You may be surprised to learn that Roadrunner was built 100% from commercial parts. The secret formula to its screaming performance involves two key ingredients, namely a new hybrid Cell-Opteron processor architecture and innovative software design. Grice emphasized that Roadrunner “was a large-scale thing, but fundamentally it was about the software”.

Despite that claim, the hardware characteristics remain mind-boggling. Roadrunner is essentially a cluster of clusters of Linux Opteron nodes connected with MPI and a parallel filesystem. It sports 6,562 AMD dual-core Opteron 2210 1.8GHz processors and 12,240 IBM PowerXCell 8i 3.2GHz processors. The Opteron's job is to manage standard processing, such as filesystem I/O; the Cell processors handle mathematically and CPU-intensive tasks. For instance, the Cell's eight vector-engine cores can accomplish acceleration of algorithms, much cooler, faster and cheaper than general-purpose ones. “Most people think [that the Cell processor] is a little bit hard to use and that it's just a game thing”, joked Grice. But, the Cell clearly isn't only for gaming anymore. The Cell processors make each computing node 30 times faster than using Opterons alone.

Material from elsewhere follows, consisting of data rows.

PR #7155, opened 2018-04-26
[1LP][RFR] Added support for other providers [VM graph]

digitronik:
Purpose or Intent
=================
- Added support of VM graph test for other provider.
  * Azure
  * AWS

LANL's White further emphasized the uniqueness of Roadrunner's hybrid architecture, calling it a “hybrid hybrid”, because the Cell processor itself is a hybrid. This is because the Cell has the PPU (PowerPC) core and eight SPUs. Because the PPU is “of modest performance” as the folks at LANL politely say, they needed a core for running code that wouldn't run on the SPUs and improved performance. Thus, the Cells are connected to the Opteron.

The system also carries 98 terabytes of memory, as well as 10,000 InfiniBand and Gigabit Ethernet connections that require 55 miles of fiber optic cabling. 10GbE is used to connect to the 2 petabyes of external storage. The 278 IBM BladeCenter racks take up 5,200 square feet of space.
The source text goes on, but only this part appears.